# Creosote logs: Do they really work?



## James02 (Sep 9, 2011)

As the new guy, don't beat me up.....But, any thoughts on using CSL's...good, bad, indifferent?


----------



## Pagey (Sep 9, 2011)

These logs bascially contain a chemical compound designed to turn Stage 3 creosote into something more brittle and brushable.  They have their place, if you have a lot of buildup, but they are not a substitute for dry wood, proper burning habits, and proper manual flue cleanings.  No beating up here, BTW.   ;-)


----------



## James02 (Sep 9, 2011)

I've been reading and noticed that most wood deliveries are green, so I'm concerned.  My buddy suggested a log here and there.


----------



## BrotherBart (Sep 9, 2011)

Testing has been done on the things and they do the same thing that stuff like Anti-Creo-Soot does. Once. While a bottle of ACS will last you a whole season or more for less.

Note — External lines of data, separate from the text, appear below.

PR #203, opened 2025-04-18
s3: respect max num of parts per upload

ali-gholami-aiven:
maximum number of parts per upload for s3 compatible api is 10_000.

make sure we respect that and if needed we increase the chunk size to avoid starting a multipart upload with number of chunks (parts) that we already know is not valid.

chunk size is increased by multiplying previous size by 2 until we reach maximum chunk size.

### DIFF
--- a/rohmu/object_storage/s3.py
+++ b/rohmu/object_storage/s3.py
@@ -33,7 +33,9 @@ from rohmu.object_storage.base import (
 )
 from rohmu.object_storage.config import (  # noqa: F401
     calculate_s3_chunk_size as calculate_chunk_size,
-    S3_MULTIPART_CHUNK_SIZE as MULTIPART_CHUNK_SIZE,
+    S3_DEFAULT_MULTIPART_CHUNK_SIZE as MULTIPART_CHUNK_SIZE,
+    S3_MAX_NUM_PARTS_PER_UPLOAD,
+    S3_MAX_PART_SIZE_BYTES,
     S3_READ_BLOCK_SIZE as READ_BLOCK_SIZE,
     S3AddressingStyle,
     S3ObjectStorageConfig as Config,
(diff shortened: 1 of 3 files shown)


rohmu/object_storage/s3.py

As said above, since I installed EPA stoves, started burning properly dried wood and keep temps up I haven't ever needed or used the stuff again.

Nice looking fire wagon.


----------



## cmonSTART (Sep 9, 2011)

If your chimney is already clean and your simply worried about preventing accumulation (aside from proper burning and dry wood) try TSR spray as directed on the label.  It's more of a preventative product whereas the log is best at combating accumulation which is already present.  (Note:  The chimney will still need to be swept after the log is used.)  Use the spray (or powder) as directed on the label if you're worried about future accumulation.  

Nothing will substitute for properly seasoned wood though.  If you're worried about your wood try to mix in some old pallet chunks (untreated) or other similarly super dry wood to help.


----------



## firefighterjake (Sep 9, 2011)

+1 to Pagey, BrotherBart and C'monStart . . . never used the stuff myself . . . but if you are concerned about burning semi-seasoned wood you could go with them, buy the powder or go with the spray . . . personally I would simply save your money and do what Cmon suggested . . . mix in pallet wood or scrapwood to get the firebox hot faster and just keep an eye on the chimney through this first winter and sweep the chimney when needed. In my first year (heck, I still do this) I swept the chimney religiously every month since I was burning semi-seasoned wood and there were no issues.


----------



## firefighterjake (Sep 9, 2011)

Oh yeah, almost forgot . . . guessing I'm talking to a fellow brother here . . . some of our guys are heading your way as I write this.


----------



## James02 (Sep 9, 2011)

It will be an honor to have them...I'm sure they'll get nothing but the best treatment.


----------



## firefighterjake (Sep 9, 2011)

James02 said:
			
		

> It will be an honor to have them...I'm sure they'll get nothing but the best treatment.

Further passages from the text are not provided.